Tag Archives: Robert Burns

20 Books of Summer, 14–16: Polly Atkin, Nan Shepherd and Susan Allen Toth

I’m still plugging away at the challenge. It’ll be down to the wire, but I should finish and review all 20 books by the 31st! Today I have a chronic illness memoir, a collection of poetry and prose pieces, and a reread of a cosy travel guide.

 

Some of Us Just Fall: On Nature and Not Getting Better by Polly Atkin (2023)

I was heartened to see this longlisted for the Wainwright Prize. It was a perfect opportunity to recognize the disabled/chronically ill experience of nature and the book achieves just what the award has recognised in recent years: the braiding together of life writing and place-based observation. (Wainwright has also done a great job on diversity this year: there are three books by BIPOC and five by women on the nature writing shortlist alone.)

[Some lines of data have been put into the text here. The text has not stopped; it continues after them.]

PR #676, opened 2020-04-11
Add GuiFontWide

yehuohan:
Add GuiFontWide

### DIFF
--- a/src/gui/shell.cpp
+++ b/src/gui/shell.cpp
@@ -157,66 +157,50 @@ bool Shell::setGuiFont(const QString& fdesc, bool force, bool updateOption)
 bool Shell::setGuiFontWide(const QString& fdesc, bool force, bool updateOption)
 {
 	bool setShellFontSuccess{ false };
-	const bool isGuiDialogRequest{ fdesc == "*" };
 
-	if (isGuiDialogRequest) {
-		bool fontDialogSuccess = false;
-		QFont font{ QFontDialog::getFont(&fontDialogSuccess, QWidget::font(), this, {},
-			QFontDialog::MonospacedFonts) };
-
-		// The font selection dialog was canceled by the user.
-		if (!fontDialogSuccess) {
+	const QStringList wideFontList{ fdesc.split(',') };
+	for (const auto& wfdesc : wideFontList)
+	{
+		// Exit early if the font description does not change, prevent loops.
+		if (wfdesc.compare(fontDesc(true), Qt::CaseInsensitive) == 0) {
 			return false;
 		}
 
-		setShellFontSuccess = setShellFont(font.family(), font.pointSize(), font.weight(),
-			font.italic(), force, true);
-	}
-	else {
-		const QStringList wideFontList{ fdesc.split(',') };
-		for (const auto& wfdesc : wideFontList)
-		{
-			// Exit early if the font description does not change, prevent loops.
-			if (wfdesc.compare(fontDesc(true), Qt::CaseInsensitive) == 0) {
-				return false;
-			}
-
-			QStringList attrs = fdesc.split(':');
-			if (attrs.size() < 1) {
-				m_nvim->api0()->vim_report_error("Invalid wide font");
-				return false;
-			}
-
-			// Use pointSizeF of non-wide font by default
-			qreal pointSize = font().pointSizeF();
-			int weight = -1;
-			bool italic = false;
-			for (const auto& attr : attrs) {
-				if (attr.size() >= 2 && attr[0] == 'h') {
-					bool ok{ false };
-					qreal height = attr.mid(1).toFloat(&ok);
-					if (!ok) {
-						m_nvim->api0()->vim_report_error("Invalid wide font height");
-						return false;
-					}
-					pointSize = height;
-				} else if (attr == "b") {
-					weight = QFont::Bold;
-				} else if (attr == "l") {
-					weight = QFont::Light;
-				} else if (attr == "sb") {
-					weight = QFont::DemiBold;
-				} else if (attr.length() > 0 && attr.at(0) == 'w') {
-					weight = (attr.right(attr.length()-1)).toInt();
-				} else if (attr == "i") {
-					italic = true;
-				}
-			}
-
-			setShellFontSuccess = setShellFont(attrs.at(0), pointSize, weight, italic, force, true);
-			if (setShellFontSuccess)
-				break;
+		QStringList attrs = fdesc.split(':');
+		if (attrs.size() < 1) {
+			m_nvim->api0()->vim_report_error("Invalid wide font");
+			return false;
 		}
+
+		// Use pointSizeF of non-wide font by default
+		qreal pointSize = font().pointSizeF();
+		int weight = -1;
+		bool italic = false;
+		for (const auto& attr : attrs) {
+			if (attr.size() >= 2 && attr[0] == 'h') {
+				bool ok{ false };
+				qreal height = attr.mid(1).toFloat(&ok);
+				if (!ok) {
+					m_nvim->api0()->vim_report_error("Invalid wide font height");
+					return false;
+				}
+				pointSize = height;
+			} else if (attr == "b") {
+				weight = QFont::Bold;
+			} else if (attr == "l") {
+				weight = QFont::Light;
+			} else if (attr == "sb") {
+				weight = QFont::DemiBold;
+			} else if (attr.length() > 0 && attr.at(0) == 'w') {
+				weight = (attr.right(attr.length()-1)).toInt();
+			} else if (attr == "i") {
+				italic = true;
+			}
+		}
+
+		setShellFontSuccess = setShellFont(attrs.at(0), pointSize, weight, italic, force, true);
+		if (setShellFontSuccess)
+			break;
 	}
 
 	// Only update the ShellWidget when font changes.
--- a/src/gui/shell.cpp
+++ b/src/gui/shell.cpp
@@ -85,36 +85,10 @@ bool Shell::setGuiFont(const QString& fdesc, bool force, bool updateOption)
 	}
 
 	bool setShellFontSuccess{ false };
-	const bool isGuiDialogRequest{ fdesc == "*" };
-
-	if (isGuiDialogRequest) {
-		bool fontDialogSuccess = false;
-		QFont font{ QFontDialog::getFont(&fontDialogSuccess, QWidget::font(), this, {},
-			QFontDialog::MonospacedFonts) };
-
-		// The font selection dialog was canceled by the user.
-		if (!fontDialogSuccess) {
-			return false;
-		}
-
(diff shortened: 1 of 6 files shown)


jgehrig:
Very cool!

However, can we use `guifontwide` instead? We should use the `neovim` configuration APIs whenever possible. We should add `neovim-qt` specific configuration options only as absolutely necessary.

You can handle the `guifontwide` event here:
```C++
void Shell::handleSetOption(const QString& name, const QVariant& value)
{
	if (name == "guifont") {
		setGuiFont(value.toString(), false /*force*/, false /*setOption*/);
	} else if (name == "guifontset") {
	} else if (name == "guifontwide") {
		// { HANDLE HERE }
		// You will need to parse "value" for the relevant arguments
		// bool setGuiFont(... , true /*wide*/)
	} else if (name == "linespace") {
```

This would allow users to modify the wide font with `set guifontwide=...`.

Such a change also simplifies this Pull. You shouldn't need to add anything to the shim/runtime.

src/gui/shell.cpp
```diff
@@ -882,9 +884,10 @@ void Shell::handleExtGuiOption(const QString& name, const QVariant& value)
 void Shell::handleSetOption(const QString& name, const QVariant& value)
 {
 	if (name == "guifont") {
-		setGuiFont(value.toString(), false /*force*/, false /*setOption*/);
+		setGuiFont(value.toString(), false /*force*/, false /*setOption*/, false);
 	} else if (name == "guifontset") {
 	} else if (name == "guifontwide") {
+		setGuiFont(value.toString(), false /*force*/, false /*setOption*/, true);
```
jgehrig, line 890: I think the logic here needs some modification. The `guifontwide` option is supposed to be a list of fonts.

From `:help guifontwide`:
> When not empty, specifies a comma-separated list of fonts to be used for double-width characters.  The first font that can be loaded is used.

src/gui/shellwidget/shellwidget.cpp
```diff
@@ -32,15 +32,19 @@ void ShellWidget::setDefaultFont()
 {
 #if defined(Q_OS_MAC)
 #  define DEFAULT_FONT "Courier New"
+#  define DEFAULT_FONT_WIDE "Courier New"
```
jgehrig, line 35: Let's not expand preprocessor macros; the values are the same anyways.

You can use `DEFAULT_FONT`.

src/gui/shell.cpp
```diff
@@ -95,7 +95,7 @@ QString Shell::fontDesc()
 ///
 /// @param updateOption controls update of the guifont option, which should not
 /// be updated when the user calls from 'set guifont=...'.
-bool Shell::setGuiFont(const QString& fdesc, bool force, bool updateOption)
+bool Shell::setGuiFont(const QString& fdesc, bool force, bool updateOption, bool wide)
```
jgehrig, line 98: I think `guifontwide` should have a separate function `Shell::setGuiFontWide`. This function contains `guifont/GuiFont` specific behavior that you likely don't need to run for `guifontwide`.

I think the only part you need is the `else` block that parses description. We should probably move its own function. This would be a little tricky... Let me know if I can help with this refactor.

src/gui/shellwidget/shellwidget.cpp
yehuohan: I removed DEFAULT_FONT_WIDE, and use same font for wide by default.

src/gui/shell.cpp
yehuohan: Of course. I'm glad you can help with this refactor. Actually. I'm not familiar with the behavior of list fonts to fontwide option.

jgehrig: Excellent, thanks!

I will put something together that makes it easy for you to write this without `setGuiFont`. I can get you a patch file, or I can commit the changes and you can re-base on top. Let me know if you have a preference.

The code that you need in `setGuiFont` handles the options parsing (`:b`, `:hNN`, etc). We can add a function `GetQFontFromDescription(const QString& description)` and modify the ShellWidget to accept a QFont for `setShellFont(...)` instead of the existing API. You can then write a `Shell::setGuiFontWide` function that handles wide font specific scenarios only.

For the `guifontwide` list behavior (rough code):
```C++
const QStringList wideFontList{ fdesc.split(',') };

for (const auto& fontDescription : wideFontList)
{
    QFont wideFont{ GetQFontFromDescription(fontDescription) };
    // There should probably be some validation here?
    // Also, we might want to update the list only after validating all provided fonts are good?
    m_wideFontList.emplace_back(std::move(wideFont));
}
```

The user should be able to provide multiple wide fonts. Rendering should then pick the first font from that list that contains the double-wide character.

`set guifont=Some\ Font:h11,Another\ Font:h12:b`

We should check `gVim` to make sure our behavior is the same... Ideally, this feature should behave identically.

yehuohan: Thank you and I'd like get the helps with your commit.
With your explanation of guifontwide list behavior, I try to add the funtion `Shell::setGuiFontWide`. There's is one point confused: use which pointsize of font on ShellWidget (font's or widefont's)? Currently, `ShellWidget`'s font set to `m_font` by default, and m_fontWide is used only for double-width char as the code below, which may cause the issue that the command `GuiFontWide` won't update the rendering of chars immediately when it's executed.

```cpp
void ShellWidget::setFont(const QFont& f, bool wide)
{
	if (wide)
		this->m_fontWide = f;
	else {
		this->m_font = f;
		QWidget::setFont(f);
	}
}
```

yehuohan: What's more, I simply use the result of `ShellWidget::setShellFont` as the validation of wide font. And I think some commit more is required to check wide font containing the double-wide character or not.

jgehrig:
Moving the conversation...

> There's is one point confused: use which pointsize of font on ShellWidget (font's or widefont's)? Currently, ShellWidget's font set to m_font by default, and m_fontWide is used only for double-width char as the code below, which may cause the issue that the command GuiFontWide won't update the rendering of chars immediately when it's executed.

I need to check some behavior with `gVim`... Pending.

I think the behavior would be `set guifontwide=Some_Font:h11,Another_Font:h12:b,Yet_Another_Font`. So each font should be able to parse the usual font options like `:h`. I'm not sure what happens when no modifiers are provided?

We will need something like: https://github.com/jgehrig/neovim-qt/commit/d80e0e872d88539340597889e0e01802becbb8db

This moves the description parsing code to `ShellWidget::GetQFrontFromDescription(...)`. I may change the return type, this seems like an abuse of QVariant. However, `std::optional<T>` is not available in this project with only C++11.

> I moved the Shell::fontDesc to ShellWidget

Great! I think that is a logical place for the function to live.

> And I think some commit more is required to check wide font containing the double-wide character or not.

Yes, I think there needs to be a `std::vector<QFont> ShellWidget::m_fontWide;`. Or maybe `m_fontWideList`?

We then need some additional logic in the rendering event (pseudocode):
```C++
if (/*isDoubleWideChar*/) {
    QFont renderFont = m_font;
    for (auto fontWide : m_fontWideList) {
        if (/*current char is a valid char in fontWide*/) {
            break;
        }
    }
    // Paint double wide character with renderFont
```

src/gui/shell.cpp
```diff
@@ -161,12 +143,96 @@ bool Shell::setGuiFont(const QString& fdesc, bool force, bool updateOption, bool
...
+
+		setShellFontSuccess = setShellFont(font.family(), font.pointSize(), font.weight(),
+			font.italic(), force, true);
+	}
+	else {
+		const QStringList wideFontList{ fdesc.split(',') };
+		for (const auto& wfdesc : wideFontList)
+		{
+			// Exit early if the font description does not change, prevent loops.
+			if (wfdesc.compare(fontDesc(true), Qt::CaseInsensitive) == 0) {
```
jgehrig, line 180: This should be outside of the for loop.

This checks if the user has changed the value of the font register. IE there is no need to do anything when the register remains unchanged.

src/gui/shell.cpp
```diff
@@ -161,12 +143,96 @@ bool Shell::setGuiFont(const QString& fdesc, bool force, bool updateOption, bool
...
 	// unwanted recursion. Only update this option for ':GuiFont', and dialog calls.
 	if (isGuiDialogRequest || updateOption) {
-		m_nvim->api0()->vim_set_option("guifont", fontDesc());
+		m_nvim->api0()->vim_set_option("guifont", fontDesc(false));
+	}
+
+	return true;
+}
+
+bool Shell::setGuiFontWide(const QString& fdesc, bool force, bool updateOption)
```
jgehrig, line 157: A lot of this logic is duplicated from `setGuiFont`, but no longer necessary. 

We should get rid of `GuiFontWide`, so the update logic is not necessary.
We should consider getting rid of `force`.
I'm not sure how the font dialog works with a list of fonts, it should also be removed.

This feature should mimic gvim.

jgehrig: Also... Fine for now to get things working.

However, we shouldn't copy-paste code for the final iteration. Instead we should move the re-used parts to functions. Just a friendly reminder :)

yehuohan: > Yes, I think there needs to be a std::vector<QFont> ShellWidget::m_fontWide;. Or maybe m_fontWideList?

I use `QVector<QFont>` to store the wide font list. Is it neccessary use `std::vector`?
With using `m_fontWideList`, I add `ShellWidget::createShellFont` and I think the `ShellWidget::setShellFontWide(const QVector<QFont>& font)` is required. 

I'm agree that re-using code, and there `Shell::getFontFromDesc` was add to handle all font description with help of `ShellWidget::GetQFrontFromDescription(...)` .

yehuohan: > We then need some additional logic in the rendering event (pseudocode):

`QFontMetrics` is used to check whether wide font contains double-character. But it's seemed that `QFontMetrics(non-wide font).inFontUcs4` return `true` too. Is it possible that `QFontMetrics` find a default font from system for double-character? 

```
if (cell.IsDoubleWidth()) {
	for (const auto& fw : m_fontWideList) {
		if (QFontMetrics(fw).inFontUcs4(cell.GetCharacter())) {
			f = QFont(fw);
			break;
		}
	}
} else {
        ...
}
```

jgehrig: > I use QVector<QFont> to store the wide font list. Is it neccessary use std::vector?

No, Qt containers work fine too. I think the optimal Qt container for this case is `QList`, we don't need the memory continuity guarantee of `QVector`.

> But it's seemed that QFontMetrics(non-wide font).inFontUcs4 return true too.

Interesting... I'm not familiar enough with the inner workings of QFontMetrics. We'll have to investigate this.

yehuohan: `QList` was used to store wide fonts. :)

jgehrig:
Merged in #689.

Thanks for your contribution @yehuohan!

Polly Atkin knew something was different about her body from a young age. She broke bones all the time, her first at 18 months when her older brother ran into her on his bicycle. But it wasn’t until her thirties that she knew what was wrong – Ehlers-Danlos syndrome and haemochromatosis – and developed strategies to mitigate the daily pain and the drains on her energy and mobility. “Correct diagnosis makes lives bearable,” she writes. “It gives you access to the right treatment. It gives you agency.”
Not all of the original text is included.